Посидев, несколько отдышавшись, говорил, ни к кому не обращаясь:

— А еще дочь — Сима. Эта уже на вокзале потерялась. Может, и едет где-нибудь.

— А что стало с Мишей? — спросил кто-то.

— Если бы я знал, — качал головой Трагелев. — Вы думаете, там можно было кого-нибудь найти, когда все кругом горело…

Юлдаш несмело спрашивал меня, указывая глазами на Трагелева:

— Вот он говорит, что меня расстреляют… Но ведь я сам приду в военкомат…

Трагелев услышал, о чем спрашивал Юлдаш, и крикнул:

— Обязательно расстреляют. Как дезертира. И правильно сделают.

Юлдаш бледнел, шоколадное лицо его становилось совсем мертвым.

— Я только с отцом попрощаюсь, а потом пусть делают, что хотят.

Вместе с Трагелевым ехала из Пскова Катя Мурашова с матерью Клавдией Михайловной. Мать — совсем неприметная, маленькая, бледная, а Катя рослая, красивая. Присмотревшись, я узнал в ней девушку, которая так активно выталкивала меня из вагона, когда я появился первый раз.

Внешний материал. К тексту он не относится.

PR #5795, opened 2026-01-27
Integrate WorkingTimeSpanBundle into core

ralf1070:
Alternative working time calculation that merges overlapping time entries into spans instead of summing durations (prevents double-counting).

- Add TimeSpanCalculator service to App\WorkingTime
- Add WorkingTimeSpanSubscriber for WorkingTimeYearEvent
- Add WorkingTimeSpanConfigurationSubscriber for system settings
- Add translations (de, en) for configuration options

## Description

## Types of changes

## Checklist

### DIFF
--- a/src/EventSubscriber/WorkingTimeSpanConfigurationSubscriber.php
+++ b/src/EventSubscriber/WorkingTimeSpanConfigurationSubscriber.php
@@ -1,0 +1,62 @@
+<?php
+
+/*
+ * This file is part of the Kimai time-tracking app.
+ *
+ * For the full copyright and license information, please view the LICENSE
+ * file that was distributed with this source code.
+ */
+
+namespace App\EventSubscriber;
+
+use App\Event\SystemConfigurationEvent;
+use App\Form\Model\Configuration;
+use App\Form\Model\SystemConfiguration;
+use App\Form\Type\YesNoType;
+use App\WorkingTime\TimeSpanCalculator;
+use Symfony\Component\EventDispatcher\EventSubscriberInterface;
+use Symfony\Component\Form\Extension\Core\Type\IntegerType;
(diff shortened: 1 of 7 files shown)


ralf1070:
Added some unit tests

kevinpapst:
My plan was to add a new column to the timesheets table, storing the unrounded duration.
What I want to avoid is iterating and comparing all available timesheets in real-time.
In the future there should be an listing table for all registered users, to see high-level stats, and that would likely overload the database and/or memory if we do live calculations for thousands of timesheets.

Totally appreciate the initiative 👍 just thinking about how to integrate that "safely".

ralf1070:
Generally a good idea - i just don't know if the timesheet table is the best place to store that. I know - you don't believe in parallel tasks - but as your system supports them, I like the idea to not waste this capability. And it is useful - really. I can't see how it would be possible to honor overlapping tasks by storing the actual duration of every single timesheet entry.

So maybe you should cache the daily statistics - once it is computed - somewhere else, to not trigger your overload scenario. On the other hand - you will have a cache invalidation problem then...

I actually don't know

ralf1070:
Slept over it - daily caching could actually help:
A table where you can look up records with relevant data for every user for every day - day not task.
Updated when there is no record available for this day or the record has been invalidated.
On each insert or edit of a time sheet record you invalidate (or simply delete) the records for days around the edited day - to allow for records which are counted for other days.

This way you allow for more complex computations of working time and gain speed for statistics.

Edits of older entries should be seldom - so once a cache record has been created, it should usually be valid kind of forever.

Maybe you add a way to use custom attributes for these records and provide a nice hook when these records are updated - so even more complex statistics can be added in plugins... could be fun.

Трагелева она называла «дядя Яша».

— Вы что — родня? — поинтересовался я.

— Нет. На одном заводе работали. И в одном цеху. Договорились держаться вместе.

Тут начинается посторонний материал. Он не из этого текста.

PR #5801, opened 2026-01-29
Add custom attributes to DayAddon for flexible plugin rendering

ralf1070:
Extend DayAddon with a generic attribute system that allows plugins to customize rendering in the working time overview:

- setAttribute()/getAttribute()/hasAttribute()/getAttributes() methods
- Template renders 'icon' attribute as Font Awesome icon
- Template renders 'color' attribute (hex values or CSS classes)
- Template renders 'comment' attribute in tooltip
- Skip weekend/missing-work highlighting for days with addons

This enables plugins like WorkContractBundle and others to display absences, holidays, and other day markers with distinct icons and colors.

## Description

## Types of changes

## Checklist


ralf1070:
## Summary

This PR extends the `DayAddon` class with a generic attribute system that allows plugins to customize how day markers are rendered in the working time overview.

Ехала она так же, как я, в Томск.

— Почему именно в Томск?

— А так просто — слыхали, такой город есть.

Но заметнее всех был Дема. Он не унывал ни при каких обстоятельствах. Катя ему явно нравилась. Иногда он пытался обнять ее. Она добродушно била его по рукам.

— Ну, чего лезешь? Дома, небось, жена ждет?

— Как ты угадала? — притворно удивлялся Дема. — Только вот что я тебе скажу — у тебя рука тяжелая. Быть тебе вдовой.

— Привык лапы распускать.

— Сам не понимаю, как получается. В тебе магнит, что ли, заложен?

— Неужели не совестно?

— С чего это? У меня жизнь такая. Нынче здесь, а завтра там — вечный командированный. Если с совестью жить — пропадешь ни за что. Руки, ноги отсохнут…

Дема носил кожанку, военную фуражку без звездочки, вместо рубашки — сетку.

— Ты что? Рыбак? — смеялась над ним Катя.

— Сама задираешься? Смотри, девка, влюбишься — никто не поможет.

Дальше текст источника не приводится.